Banco Central abre investigação interna sobre o caso do Banco Master

Investigação determinada por Gabriel Galípolo busca apurar falhas na fiscalização; ex-diretor de Fiscalização deixa o cargo de confiança após divergências com o comando da autarquia.

Reprodução

O Banco Central (BC) conduz uma investigação interna rigorosa para analisar como a autarquia fiscalizou o Banco Master nos últimos anos. A sindicância, apelidada nos bastidores de “autópsia”, foi solicitada pelo presidente do BC, Gabriel Galípolo, e abrange desde a ascensão do conglomerado de Daniel Vorcaro até a sua liquidação, ocorrida em novembro de 2025.

O processo corre sob sigilo na Corregedoria do órgão. O objetivo é dar transparência à atuação do regulador e identificar possíveis brechas que permitiram fraudes bilionárias em carteiras de crédito vendidas a outras instituições, como o BRB.

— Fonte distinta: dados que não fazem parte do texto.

PR #6, opened 2024-08-16
Add logging, exception handling, and AWS client class

dfsnow:
This PR adds logging and error handling using the log4j driver pulled from the Spark session context. I chose to use this logger rather than standard Python logging because I want to capture the Spark output and intersperse it with Python logging.

This PR also adds a new `AWSClient` class that can trigger Glue jobs and upload finished log files to CloudWatch. I refactored the GitHub session class to more closely match the AWS one.

Here's an example [log output in CloudWatch](https://us-east-1.console.aws.amazon.com/cloudwatch/home?region=us-east-1#logsV2:log-groups/log-group/$252Fccao$252Fjobs$252Fspark/log-events/iasworld_2024-08-16_06-56-25).

### DIFF
--- a/src/submit_jobs.py
+++ b/src/submit_jobs.py
@@ -4,7 +4,11 @@ from datetime import datetime, timedelta
 
 from joblib import Parallel, delayed
 from utils.aws import AWSClient
-from utils.helpers import load_job_definitions, load_predicates
+from utils.helpers import (
+    create_fallback_logger,
+    load_job_definitions,
+    load_predicates,
+)
 from utils.github import GitHubClient
 from utils.spark import SharedSparkSession, SparkJob
 
@@ -51,26 +55,37 @@ def parse_args():
     return parser.parse_args()
 
 
-def main():
+def submit_jobs(
+    app_name: str,
+    log_file_path: str,
+    json_file: str | None = None,
+    json_string: str | None = None,
+) -> None:
+    """
+    Submit Spark jobs for iasWorld data extraction and upload.
+
+    Args:
+        app_name: Name of the job batch. Shown in the Spark UI and used as
+            the logstream name in CloudWatch.
+        log_file_path: String path to the log file for this job.
+        json_file: Path to a JSON file containing job configuration(s).
+        json_string: JSON string containing job configuration(s).
+    """
     # Get the job definition(s) from the argument JSON
     time_start = time.time()
-    args = parse_args()
-    job_definitions = load_job_definitions(
-        json_file=args.json_file, json_string=args.json_string
-    )
+    job_definitions = load_job_definitions(json_file, json_string)
 
     # Each session is shared across all read jobs and manages job order,
     # credentialing, retries, etc.
-    current_datetime = datetime.now().strftime("%Y-%m-%d_%H:%M:%S")
-    session_name = f"iasworld_{current_datetime}"
     session = SharedSparkSession(
-        app_name=session_name,
+        app_name=app_name,
+        log_file_path=log_file_path,
         password_file_path=PATH_IPTS_PASSWORD,
     )
 
     # Perform some startup logging before entering the main job loop
     table_names = [i.get("table_name") for i in job_definitions.values()]
-    session.logger.info(f"Starting Spark session {session_name}")
+    session.logger.info(f"Starting Spark session {app_name}")
     session.logger.info(f"Extracting tables: {', '.join(table_names)}")
 
     # For each Spark job, get the table structure based on the job definition
@@ -166,13 +181,21 @@ def main():
     time_duration = str(timedelta(seconds=(time_end - time_start)))
     session.logger.info(f"Total extraction duration was {time_duration}")
 
-    # Upload final logs to CloudWatch
-    aws.upload_logs_to_cloudwatch(
-        log_group_name="/ccao/jobs/spark",
-        log_stream_name=session.app_name,
-        log_file_path=session.log_file_path,
-    )
-
 
 if __name__ == "__main__":
-    main()
+    current_datetime = datetime.now().strftime("%Y-%m-%d_%H:%M:%S")
+    app_name = f"iasworld_{current_datetime}"
+    log_file_path = f"/tmp/logs/{app_name}.log"
+    fallback_logger = create_fallback_logger(log_file_path)
+    args = parse_args()
+    try:
+        submit_jobs(app_name, log_file_path, args.json_file, args.json_string)
+    except Exception as e:
+        fallback_logger.error(e)
+
+    aws = AWSClient(logger=fallback_logger)
+    aws.upload_logs_to_cloudwatch(
+        log_group_name="/ccao/jobs/spark",
+        log_stream_name=app_name,
+        log_file_path=log_file_path,
+    )
--- a/src/submit_jobs.py
+++ b/src/submit_jobs.py
@@ -136,11 +136,16 @@ def main():
     new_local_files = []
     for job in jobs:
         job_upload_results = job.upload(aws)
-        new_local_files.append(job_upload_results)
+        new_local_files.extend(job_upload_results)
 
     # If any jobs uploaded never-seen-before files, trigger a Glue crawler
-    if any(new_local_files):
-        session.logger.info("New partitions uploaded, triggering Glue crawler")
+    if new_local_files:
+        session.logger.info(
+            (
+                f"{len(new_local_files)} previously unseen files uploaded to S3, "
+                "triggering Glue crawler"
+            )
+        )
         aws.run_and_wait_for_crawler("ccao-data-warehouse-iasworld-crawler")
 
     # Trigger a GitHub workflow to run dbt tests once all jobs are complete
--- a/src/submit_jobs.py
+++ b/src/submit_jobs.py
@@ -151,9 +151,12 @@ def main():
         workflow="test_dbt_models.yaml",
     )
 
-    # Print job descriptions for extracted tables and total elapsed time
-    job_descriptions = list(map(lambda j: j.get_description(), jobs))
-    session.logger.info(f"Extracted tables: {' | '.join(job_descriptions)}")
+    # Print table names for extracted tables and total elapsed time. The
+    # get_description() call is to print the description of each table to logs
+    session.logger.info(f"Extracted tables: {', '.join(table_names)}")
+    for job in jobs:
+        job.get_description()
+
     time_end = time.time()
     time_duration = str(timedelta(seconds=(time_end - time_start)))
     session.logger.info(f"Total extraction duration was {time_duration}")
--- a/src/submit_jobs.py
+++ b/src/submit_jobs.py
@@ -3,9 +3,9 @@ import time
 from datetime import datetime, timedelta
 
 from joblib import Parallel, delayed
-from utils.aws import SharedAWSClient
+from utils.aws import AWSClient
 from utils.helpers import load_job_definitions, load_predicates
-from utils.github import SharedGitHubSession
+from utils.github import GitHubClient
 from utils.spark import SharedSparkSession, SparkJob
 
 # Default values for jobs, used per job if not explicitly set in the job's
@@ -132,20 +132,20 @@ def main():
         job.repartition()
 
     # Upload extracted files to AWS S3 in Hive-partitioned Parquet
-    aws = SharedAWSClient(logger=session.logger)
+    aws = AWSClient(logger=session.logger)
     new_local_files = []
     for job in jobs:
-        job_upload_results = job.upload()
+        job_upload_results = job.upload(aws)
         new_local_files.append(job_upload_results)
 
     # If any jobs uploaded never-seen-before files, trigger a Glue crawler
     if any(new_local_files):
         session.logger.info("New partitions uploaded, triggering Glue crawler")
-        aws.run_and_wait_for_crawler("iasworld")
+        aws.run_and_wait_for_crawler("ccao-data-warehouse-iasworld-crawler")
 
     # Trigger a GitHub workflow to run dbt tests once all jobs are complete
     session.logger.info("All file uploads complete, triggering dbt tests")
-    github = SharedGitHubSession(gh_pem_path=PATH_GH_PEM)
+    github = GitHubClient(gh_pem_path=PATH_GH_PEM)
     github.run_workflow(
         repository="https://api.github.com/repos/ccao-data/data-architecture",
         workflow="test_dbt_models.yaml",
--- a/src/submit_jobs.py
+++ b/src/submit_jobs.py
@@ -170,11 +170,10 @@ def submit_jobs(
         workflow="test_dbt_models.yaml",
     )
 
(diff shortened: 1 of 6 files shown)


src/submit_jobs.py
```diff
@@ -123,17 +132,36 @@ def read_job(job: SparkJob):
         job.repartition()
 
     # Upload extracted files to AWS S3 in Hive-partitioned Parquet
+    aws = AWSClient(logger=session.logger)
+    new_local_files = []
```
dfsnow, line 151: This part is a little wacky and I don't love it. Basically, we want to check if any of the jobs found new _local_ files during upload to S3. If they did, then we want to trigger a Glue crawler to pick up the new files/partitions. Open to a better design here though this does work.

src/submit_jobs.py
```diff
@@ -123,17 +132,36 @@ def read_job(job: SparkJob):
...
+
+    # If any jobs uploaded never-seen-before files, trigger a Glue crawler
+    if any(new_local_files):
+        session.logger.info("New partitions uploaded, triggering Glue crawler")
+        aws.run_and_wait_for_crawler("ccao-data-warehouse-iasworld-crawler")
 
     # Trigger a GitHub workflow to run dbt tests once all jobs are complete
-    github = SharedGitHubSession(gh_pem_path=PATH_GH_PEM)
+    session.logger.info("All file uploads complete, triggering dbt tests")
+    github = GitHubClient(logger=session.logger, gh_pem_path=PATH_GH_PEM)
```
dfsnow: Having to pass the logger into the client classes to use it feels kinda of jank. Usually I'd just use `logger = logging.getLogger(__name__)` at the top of each module, but that won't capture the Spark output 😢

src/utils/github.py
```diff
@@ -61,20 +65,28 @@ def create_headers(bearer: str) -> dict:
...
-            )
-            gh_token = response.json()["token"]
-
-            data = {"ref": "master"}
-            response = requests.post(
-                f"{repository}/actions/workflows/{workflow}/dispatches",
-                headers=create_headers(gh_token),
-                json=data,
-            )
+            try:
```
dfsnow, line 68: This stuff is all pretty much the same, just with some exception handling.

src/utils/spark.py
```diff
@@ -231,15 +279,29 @@ def repartition(self) -> None:
...
         )
 
-    def upload(self) -> None:
+        time_end = time.time()
+        time_duration = str(timedelta(seconds=(time_end - time_start)))
+        self.session.logger.info(
+            f"Table {self.table_name} repartitioned in {time_duration}"
+        )
+
+    def upload(self, aws: AWSClient) -> bool:
```
dfsnow: The S3 client setup was originally in here, but it felt weird having a dedicated AWS class AND the client setup here, so I moved the connection the class.

src/utils/spark.py
```diff
@@ -64,12 +65,37 @@ def __init__(self, app_name: str, password_file_path: str) -> None:
...
-        self.s3_client = boto3.client("s3")
-        self.s3_bucket = os.getenv("AWS_S3_BUCKET")
-        self.s3_prefix = os.getenv("AWS_S3_PREFIX", "iasworld")
-
+        # Create the Spark session and logging
         self.spark = SparkSession.builder.appName(self.app_name).getOrCreate()
+        self.log_file_path = f"/tmp/logs/{self.app_name}.log"
+        self.logger = self.get_logger()
+
+    def get_logger(self):
```
dfsnow: This horror is extracting the log4j logger from the JVM and accessing it using a py4j wrapper. This lets us intersperse the Python logger output with the Spark log output from stdout. It also sets up a file sink to write to so that we have a file to upload to CloudWatch.

src/utils/spark.py
```diff
@@ -64,12 +65,37 @@ def __init__(self, app_name: str, password_file_path: str) -> None:
...
+        layout = log4j.PatternLayout()
+        layout.setConversionPattern(
+            "%d{yyyy-MM-dd_HH:mm:ss.SSS} %p %c{1}: %m%n"
+        )
+        appender.setLayout(layout)
+        appender.setFile(self.log_file_path)
+        appender.activateOptions()
+
+        spark_logger.removeAllAppenders()
+        spark_logger.addAppender(appender)
```
dfsnow, line 101: One major annoyance here is that while this setup successfully sinks both Spark and Python log output to the file, only the Spark output is shown in stdout. I couldn't for the life of me figure out how to print both to both file _and_ stdout. That said, I don't think it matters too much since this will be a mostly automatic process and all the logs go to CloudWatch anyways.

src/submit_jobs.py
```diff
@@ -1,9 +1,11 @@
 import argparse
-from datetime import datetime
+import time
+from datetime import datetime, timedelta
 
 from joblib import Parallel, delayed
+from utils.aws import AWSClient
 from utils.helpers import load_job_definitions, load_predicates
-from utils.github import SharedGitHubSession
+from utils.github import GitHubClient
```
jeancochrane, line 7: **[Praise]** Aligning the GitHub class with the `Client` interface is a good call 👍🏻

src/submit_jobs.py
jeancochrane: **[Praise]** I honestly don't mind it! It's a little extra work when constructing clients, but it does make the logger hierarchy clear (i.e. that other services are hooking into the Spark logger).

src/submit_jobs.py
```diff
@@ -123,17 +132,41 @@ def read_job(job: SparkJob):
...
     # Upload extracted files to AWS S3 in Hive-partitioned Parquet
+    aws = AWSClient(logger=session.logger)
+    new_local_files = []
     for job in jobs:
-        job.upload()
+        job_upload_results = job.upload(aws)
+        new_local_files.append(job_upload_results)
+
+    # If any jobs uploaded never-seen-before files, trigger a Glue crawler
+    if any(new_local_files):
```
jeancochrane: **[Suggestion, non-blocking]** I'm a little bit confused by the use of the `SparkJob.upload()` interface here. The fact that we're appending to `new_local_files` makes me think that `SparkJob.upload()` will be returning a string indicating a filename, but instead it returns a boolean. Not super high priority, but here are two alternatives that would be clearer to me:

1. Refactor `SparkJob.upload()` to return a list of strings representing the new local files that were uploaded, then adjust this block accordingly:

```suggestion
    new_local_files = []
    for job in jobs:
        new_local_files_from_job = job.upload(aws)
        if new_local_files_from_job:
            new_local_files += new_local_files_from_job

    # If any jobs uploaded never-seen-before files, trigger a Glue crawler
    if any(new_local_files):
```

2. Keep the `SparkJob.upload()` interface the same, but adjust this block to make it clear that `upload()` returns a bool:

```suggestion
    new_local_files = False
    for job in jobs:
        job_found_new_local_files = job.upload(aws)
        if job_found_new_local_files:
            new_local_files = True

    # If any jobs uploaded never-seen-before files, trigger a Glue crawler
    if new_local_files:
```

Both options work; I would prefer 1 if we think that it might be useful here or elsewhere to know the names of the new local files, and 2 otherwise.

src/submit_jobs.py
```diff
@@ -123,17 +132,41 @@ def read_job(job: SparkJob):
...
-    return session_name
+    # Print table names for extracted tables and total elapsed time. The
+    # get_description() call is to print the description of each table to logs
+    session.logger.info(f"Extracted tables: {', '.join(table_names)}")
+    for job in jobs:
+        job.get_description()
+
+    time_end = time.time()
+    time_duration = str(timedelta(seconds=(time_end - time_start)))
+    session.logger.info(f"Total extraction duration was {time_duration}")
```
jeancochrane: **[Nitpick, non-blocking]** Can we add a unit to the time duration, for clarity (e.g. `s` or `ms`)?

src/utils/aws.py
```diff
@@ -0,0 +1,114 @@
...
+                break
+            elif state == "RUNNING":
+                self.logger.info(
+                    (
+                        f"Crawler {crawler_name} is running: "
+                        f"{time_elapsed}s elapsed"
+                    )
+                )
+            time.sleep(time_increment)
+            time_elapsed += time_increment
```
jeancochrane: **[Suggestion, non-blocking]** I wonder if it's worth adding a generous timeout to this polling block, like 20 mins, just to avoid the possibility that the job hangs overnight if the crawler state transitions in an unexpected way? We could either raise an error if the job times out, or just print a warning:

```suggestion
        # Wait for the crawler to complete before triggering dbt tests
        time_elapsed = 0
        time_increment = 30
        timeout = 1200  # 20 minute timeout
        job_complete = False
        while time_elapsed < timeout:
            response = self.glue_client.get_crawler(Name=crawler_name)
            state = response["Crawler"]["State"]  # type: ignore
            if state in ["READY", "STOPPING"]:
                self.logger.info(f"Crawler {crawler_name} has finished")
                job_complete = True
                break
            elif state == "RUNNING":
                self.logger.info(
                    (
                        f"Crawler {crawler_name} is running: "
                        f"{time_elapsed}s elapsed"
                    )
                )
            time.sleep(time_increment)
            time_elapsed += time_increment
        if not job_complete:
            self.logger.warn(
                f"Crawler {crawler_name} was still running after the {timeout}s polling timeout; "
                "continuing execution without confirming its status"
            )
```

src/utils/github.py
```diff
@@ -61,20 +65,28 @@ def create_headers(bearer: str) -> dict:
...
+                response = requests.post(
+                    f"{repository}/actions/workflows/{workflow}/dispatches",
+                    headers=create_headers(gh_token),
+                    json=data,
+                )
+                response.raise_for_status()
+                self.logger.info(f"GH workflow triggered: {workflow}")
+
+            except Exception as e:
+                self.logger.error(f"GH workflow run failed: {e}")
```
jeancochrane: **[Nitpick, non-blocking]** Is there a good reason to use an acronym here? I think using the full service name will make this log line more search-friendly:

```suggestion
                self.logger.error(f"GitHub workflow run failed: {e}")
```

src/utils/spark.py
jeancochrane: **[Praise]** It's annoying that we have to dig into the PySpark internals to get access to this logger, but I think the end result of a logger that can be passed to other parts of the code to allow them to write to the Spark logs is a solid abstraction. Nice work!

src/utils/spark.py
jeancochrane: **[Praise]** Much cleaner separation of concerns!

jeancochrane (approved):
This rocks! I like the logging interface that you settled on, it feels nice and intuitive. No major concerns from me.

One question I had related to error handling while I was reading this code: A few of the client methods are wrapped in `try`/`except` blocks that prevent them from raising an exception, but what happens if a code block that is not protected in this way causes the job to error out before it can upload its logs to CloudWatch? How will we get alerted that the job has failed? I wonder if it's worth wrapping `main()` in a big `try`/`except` block that logs the exception, attempts to ship logs to CloudWatch, and alerts us before raising the exception.

src/submit_jobs.py
dfsnow: The `timedelta` function actually returns a formatted string like `OH1M14S.100`, so I think we're covered there.

src/submit_jobs.py
dfsnow: Good thinking! I went with 1 and also added a log line about the number of new files uploaded. See afdf098.

dfsnow:
> One question I had related to error handling while I was reading this code: A few of the client methods are wrapped in `try`/`except` blocks that prevent them from raising an exception, but what happens if a code block that is not protected in this way causes the job to error out before it can upload its logs to CloudWatch? How will we get alerted that the job has failed? I wonder if it's worth wrapping `main()` in a big `try`/`except` block that logs the exception, attempts to ship logs to CloudWatch, and alerts us before raising the exception.

So the way I'd set this up it wasn't possible to use the Spark logger in the `except`, since it wouldn't exist if the main loop failed.

In the process of refactoring I discovered you totally can just use both the Spark AND Python loggers at the same time. So, I switched over to generic Python logging in lieu of passing around the Spark logger. This gets us:

- Better namespacing in the log output
- No need to pass around the Spark session logger
- Writing Python logging to both a file and stdout
- An easier to extend logging setup if we add more modules

I think it's a much better design overall, but curious to see what you think. Lots of changes here, so re-requesting review @jeancochrane!

src/utils/helpers.py
```diff
@@ -1,7 +1,53 @@
 import json
+import logging
 from pathlib import Path
 
 
+def create_python_logger(
+    name: str, log_file_path: str = "/tmp/logs/spark.log"
```
dfsnow: The only part I'm unsure about now is that the log file path is specified in like 3 different places: here, the Spark logger, and the CloudWatch upload. I couldn't think of a way to share the file path across all the modules nicely. Any thoughts?

src/utils/spark.py
```diff
@@ -128,6 +156,8 @@ def get_description(self) -> str:
         if self.cur:
             desc.append(f"cur=[{', '.join(self.cur)}]")
 
+        logger.info(f"Table {self.table_name} description: {', '.join(desc)}")
```
jeancochrane: **[Nitpick, non-blocking]** Sorry for not catching this on my first review! I'd recommend that we delegate responsibility for logging the description to the calling code in the `submit_jobs` function, which is already a function with a lot of side effects. IMO a getter method like this one should be as functional as possible, and its callers should not depend on its side effects.

src/utils/spark.py
jeancochrane: **[Question, non-blocking]** Now that we're using a Python logger for the non-Spark code, does the script write Python logs to stdout? Or is it still only Spark logs? I don't think it matters either way, I'm just curious!

src/utils/helpers.py
jeancochrane: **[Suggestion, non-blocking]** I think it's totally fine! As I see it, we're basically just treating `/tmp/logs/spark.log` as the common interface for logs across services, so I think it makes sense that we would reference it in each place where we're making use of that interface. That being said, we could centralize things a tiny bit more if we defined a constant like `SPARK_LOG_FILE = "/tmp/logs/spark.log"` in this file and then imported it into the `utils.spark` and `submit_jobs` modules -- that way if we ever want to change the logfile location we only have to do it once.

jeancochrane (approved):
Awesome work! I think the `create_python_logger` and `create_spark_logger` interfaces make a lot of sense and do a good job of simplifying things.

src/utils/spark.py
dfsnow: Agreed! I moved the logging for the getters to a dedicated block in d1054f6.

src/utils/spark.py
dfsnow: It now writes both Python and Spark logs to both stdout and the log file!

src/utils/helpers.py
dfsnow: Done in 316ddea!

Saída de servidores experientes

A crise no Master provocou abalos no corpo funcional do BC. Nesta quinta-feira (29), foi confirmada no Diário Oficial da União (DOU) a saída de Paulo Souza, ex-diretor de Fiscalização e figura influente na autarquia.

Souza estava no comando da área em 2019, quando o BC autorizou Vorcaro a comprar o então Banco Máxima (rebatizado de Master). Relatos indicam que ele e Galípolo tiveram discussões acaloradas sobre os balanços da instituição. Além dele, Belline Santana, ex-chefe do departamento de Supervisão Bancária, também deixou o posto. Até o momento, não há acusações formais contra os servidores.

Riscos e Estratégia

Ao ordenar a investigação, Galípolo mapeou riscos, mas optou pela “autópsia” para evitar omissões:

  • Desgaste interno: Os servidores envolvidos têm quase 30 anos de casa e são respeitados pelos pares.

  • Uso pela defesa: Existe o temor de que os advogados de Daniel Vorcaro utilizem trechos da sindicância para tentar anular decisões anteriores.

  • Transparência: O BC quer garantir que o mercado e a sociedade compreendam que o órgão está disposto a corrigir seus próprios processos.

Aval do TCU

Paralelamente, o Tribunal de Contas da União (TCU) também analisa a conduta do Banco Central. Segundo apurações, o ministro relator, Jhonatan de Jesus, deve emitir um parecer favorável ao BC.

A auditoria técnica preliminar indicou que o regulador não foi omisso e manteve monitoramento contínuo sobre o Master a partir de meados de 2024, quando as fragilidades ficaram mais evidentes.